I was wondering if anyone can recommend Xingyiquan or Taijiquan teachers, ones that teach with a combat focus, that are in the area?  I found a few online, but no one is teaching in person now due to covid restrictions so it's harder to figure out who is proficient/genuine and who isn't.

I was learning Xingyiquan and Taiji (mainly Wu style) for about 15 years, at one point my Santi **** training was 15 to 20 minutes per side, but recently I became sick with COVID (I'm ok now) plus being sedentary due to extreme work pressure, the result was fatigue and weakness which I'm slowly recovering from now (currently at 6 minutes of Santi per side).

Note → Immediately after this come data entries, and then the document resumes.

PR #193, opened 2026-08-23
feat(pr-review): gate review remedies on scope and brake a diverging loop [C66, Opus 5, high]

richkuo:
## Summary

The review chain has no bound on how much a PR may grow while answering reviews. Three rules combine to allow it:

- **`fix-pr-review` step 6** implements every Confirmed, Judgment and `Recommended Optional` finding at the absolute-best standard, with no test for whether the remedy belongs in this PR.
- **`pr-review`** routes `### Create Follow-up Issue` as "the disposition of last resort — prefer keeping work in the PR", which pushes a new-mechanism remedy into `### Recommended Optional` instead.
- **`fix-pr-review-loop` step 3** states outright that `Needs Updates` never stops the loop by cycle count, so a PR that keeps generating findings in its own new code loops until an LGTM appears.

Each rule is defensible alone. Together they have no upper bound.

### The case this comes from

One PR ran 11 review cycles. Every finding was correct, and almost every one was a defect in code the *previous* cycle had just added. A two-line fix reached 1304 added lines across two subsystems the issue never asked for — a foreign-cookie sweeper and a persisted revocation journal. The journal entered as a single `Recommended Optional` suggestion in cycle 7 and produced four further cycles on its own.

The replacement PR, built to the same correctness bar with both subsystems dropped, was 429 lines and converged in three cycles.

## What changes

**1. A scope test in `fix-pr-review` step 4**, decided per finding alongside the verdict.

| Class | Test | Action |
|---|---|---|
| In scope | The remedy corrects code this PR already adds or changes | Implement it |
| Out of scope | The remedy introduces a mechanism the PR does not have — new persistent store, lifecycle or generation scheme, cross-cutting invariant, retry or recovery path, subsystem — **and** the issue does not ask for it | File an issue; do not implement |

Out-of-scope findings are filed, never implemented and never silently dropped. **The source of the defect decides scope, not the size of the remedy**, so "it is only a few lines" cannot reopen the gate, and a defect in code the PR added stays in the PR however much mechanism its fix needs. A `Recommended Optional` item is a suggestion and carries no authority to enlarge the PR. The safety carve-out overrides the out-of-scope class in one direction only: where **this PR** creates the hazard.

I would say my combat training needs improvement.  My old teacher taught us push hands, and sometimes free style push hands and sparring, but I don't feel like it was enough.  I really liked what he taught us, and my rooting improved a lot.  I even did a BJJ class for 3 months, on the recommendation of my Sifu who suggested that we spar with people from different styles to improve, and BJJ was a great learning experience and I found my relaxation, rooting and balance helped me out a lot in BJJ.  

Or would it be better to practice Santi and forms on my own and go back to a BJJ, Judo or other combat style so I can practice sparring with people from different styles?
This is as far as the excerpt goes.